In the data beneath this task, how many lines contain "Thanks"? Answer with the number only.

+++ EXCERPTED RECORDS

PR #253, opened 2026-08-24
fix(trainer): improve checkpoint consistency on resume

KAIWEILIUCC:
## Summary

Improve checkpoint consistency when resuming trainer runs.

- cross-check runtime state, history, step records, and skill snapshots
- find the last complete committed step
- remove artifacts created after that step
- atomically write history and runtime state
- use runtime state as the final commit marker
- restore scheduler state and rebuild the current epoch's step buffer
- track slow-update and meta-skill commit phases

No new CLI flags or configuration options are required.

## Problem

The previous resume logic primarily relied on `runtime_state.last_completed_step`, or the last history entry, without cross-validating all related step records and skill snapshots.

If a run is interrupted while checkpoint files are being written, there is a possibility that runtime state, history, skill snapshots, step directories, and learning-rate history may reflect slightly different progress.

For a mid-epoch resume, the accumulated step buffer may also be unavailable, and scheduler progress may be reconstructed from the global step number instead of its previously persisted internal state.

## Changes

On startup, the trainer now finds the longest contiguous sequence of valid committed steps.

If the last valid step is `N`, it:

- removes step directories and skill snapshots after `N`
- truncates history and learning-rate history after `N`
- removes incomplete slow-update and meta-skill artifacts
- restores the committed scheduler state
- rebuilds the current epoch's step buffer
- resumes by rerunning step `N + 1`

New checkpoints include skill hashes, commit IDs, scheduler state, and the current commit phase.

`runtime_state.json` is written last and acts as the commit marker. History, runtime state, skill snapshots, and step records are written atomically.

## Compatibility

- Existing commands and configuration continue to work.
- Uninterrupted training behavior is unchanged.
- Legacy checkpoints without hashes or commit IDs use structural validation.
- Recovery is single-process; concurrent writers are not handled.
- Rerunning a model call may still produce different output because remote LLM generation is not deterministic.

## Tests

Focused resume-related tests:

```text
74 passed

The full suite was also run on macOS. Three existing tests fail because macOS resolves /tmp to /private/tmp. The same failures occur on a clean origin/main checkout:
- test_absolute_paths_needing_normalisation_are_accepted
- test_current_directory_segments_are_normalised_not_refused
- test_one_row_per_skill_in_order
No trainer or resume-related tests failed.
```


KAIWEILIUCC:

Yif-Yang:
This is a useful checkpoint-hardening direction, but resume is still not equivalent to an uninterrupted run in three cases.

1. If execution stops after `phase="slow_update"` and before meta-skill, resume reloads the already slow-updated snapshot, then re-enters the completed epoch. `epoch_last_step_skill` is therefore captured from the post-slow-update skill, whereas the uninterrupted path captured the pre-slow-update epoch result. The subsequent meta-skill comparison/rollout receives different input; the loop also walks completed slow-update phases and re-applies their saved content.
2. `float(runtime_state.get("current_score", -1.0) or -1.0)` converts a valid score of `0.0` to `-1.0` (and the analogous `best_score` expression has the same issue). This can rerun baseline work and restore the wrong state.
3. Runtime state persists absolute `current_skill_path`/`best_skill_path` values and trusts them after validating the canonical snapshots under `out_root`. I reproduced this by copying a checkpoint: recovery validated the copied `skills/skill_v0001.md`, then loaded stale content from the original directory through the saved absolute path without comparing that loaded content to `current_skill_hash`.

Please make phase resumption explicit (continue with the next unfinished phase and reconstruct the pre-slow-update meta input), preserve numeric zero without truthiness fallbacks, and derive current/best files from the resumed `out_root` or verify every loaded pointer against the committed hash. Regressions should compare uninterrupted versus interrupted runs at each epoch phase, include exact `0.0` scores, and move a checkpoint after mutating/removing its original directory.

KAIWEILIUCC:
> This is a useful checkpoint-hardening direction, but resume is still not equivalent to an uninterrupted run in three cases.
> 
> 1. If execution stops after `phase="slow_update"` and before meta-skill, resume reloads the already slow-updated snapshot, then re-enters the completed epoch. `epoch_last_step_skill` is therefore captured from the post-slow-update skill, whereas the uninterrupted path captured the pre-slow-update epoch result. The subsequent meta-skill comparison/rollout receives different input; the loop also walks completed slow-update phases and re-applies their saved content.
> 2. `float(runtime_state.get("current_score", -1.0) or -1.0)` converts a valid score of `0.0` to `-1.0` (and the analogous `best_score` expression has the same issue). This can rerun baseline work and restore the wrong state.
> 3. Runtime state persists absolute `current_skill_path`/`best_skill_path` values and trusts them after validating the canonical snapshots under `out_root`. I reproduced this by copying a checkpoint: recovery validated the copied `skills/skill_v0001.md`, then loaded stale content from the original directory through the saved absolute path without comparing that loaded content to `current_skill_hash`.
> 
> Please make phase resumption explicit (continue with the next unfinished phase and reconstruct the pre-slow-update meta input), preserve numeric zero without truthiness fallbacks, and derive current/best files from the resumed `out_root` or verify every loaded pointer against the committed hash. Regressions should compare uninterrupted versus interrupted runs at each epoch phase, include exact `0.0` scores, and move a checkpoint after mutating/removing its original directory.

Thanks for the detailed report and reproductions. I addressed all three cases.

1. Epoch-boundary resumption is now phase-aware. A checkpoint at `phase="step"` continues with slow update, `phase="slow_update"` skips the committed slow update and continues with meta-skill, and `phase="meta_skill"` continues with the next epoch. Completed epoch phases are no longer revisited or re-applied.

   The pre-slow-update epoch result is persisted separately as `epoch_last_step_skill.md` and hash-validated on recovery, so meta-skill receives the same `curr_skill` as an uninterrupted run. The full comparison pairs used by meta-skill are also persisted, rather than reconstructing them from the slimmed comparison artifact.

2. Runtime scores now use explicit `None` handling, so valid `0.0` values for both `current_score` and `best_score` are preserved and do not trigger baseline re-evaluation.

3. Resume no longer persists or trusts absolute current/best skill paths. Both skills are loaded from the resumed `out_root` and checked against their committed hashes, making copied checkpoints independent of the original directory.

I added regressions that compare uninterrupted runs with interruptions after `step`, `slow_update`, `meta_skill`, and `complete`. They verify the resulting current/best skills and scores, exact meta-skill inputs (including comparison pairs), and that a `0.0` baseline is evaluated only once. I also added checkpoint relocation tests where the original directory is either mutated or removed.

Targeted verification:
- `tests/test_trainer_resume.py`
- `tests/test_gate.py`
- `tests/test_scheduler.py`

Result: 84 passed.

Yif-Yang:
Thanks — the three issues from the previous review are fixed at the current head, but the recovery path still has several correctness gaps:

1. On a new skill-aware run, `skill_v0000.md` is persisted from raw `skill_init` before `inject_empty_appendix_field()` mutates `current_skill`. Step 1 records the normalized input hash, while recovery seeds `previous_skill_hash` from the raw v0 snapshot and therefore rejects an otherwise valid step 1. Please normalize before persisting v0 and add a restart regression starting from a skill without appendix markers.
2. A legacy marker has no `phase`, but recovery defaults it to `"step"`. At an epoch boundary, cleanup then deletes that epoch's already completed `slow_update` and `meta_skill` directories. The pre-v2 writer did publish markers after slow update and at completion, so upgrading a real checkpoint can rerun nondeterministic LLM work, incur extra cost, and change the skill. Treat missing phase as unknown and preserve structurally complete phase artifacts (or migrate them explicitly), with legacy boundary regressions.
3. `_load_resume_skills()` trusts loose `best_skill.md` whenever legacy `best_skill_hash` is absent. The old writer updated that convenience file before publishing its marker, so a crash can leave it pointing at an uncommitted step. For a legacy marker, restore best from the committed `best_step` versioned snapshot (or fail closed), and test with a corrupted/stale loose best file.
4. Runtime consistency never compares `runtime_state.scheduler_state` with the scheduler state in the validated last step record, yet resume loads the marker value directly. A stale value silently changes the linear/cosine phase, and a malformed `current_step` can fail on the next scheduler step. Restore from the committed record or require strict equality/fail closed, with stale and malformed marker tests.
5. A gated slow update can change `current_score`, but `_amend_current_skill_commit()` rewrites the step record/history without updating that field. The runtime marker contains the new score while history contains the pre-slow score, so history-only recovery and reporting disagree. Persist `current_score` in the amendment and cover an accepted gated slow update.
6. Invalid/non-list history is normalized to `[]` before the rewrite condition, making the later `not isinstance(history, list)` check unreachable. When the committed prefix is also empty, `changed` is false and the damaged file remains in place even as runtime state/artifacts may be rolled back. Preserve a validity flag and atomically rewrite invalid history, with JSON-object and parse-error regressions.

The direct `step_record_hash` becoming `None` in meta/complete checkpoints is worth cleaning up, but I would not block separately on it: modern v2 rows remain bound through `history_hash` plus exact history/record equality.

++++++

- _ANSWER TO THE EXERCISE_
2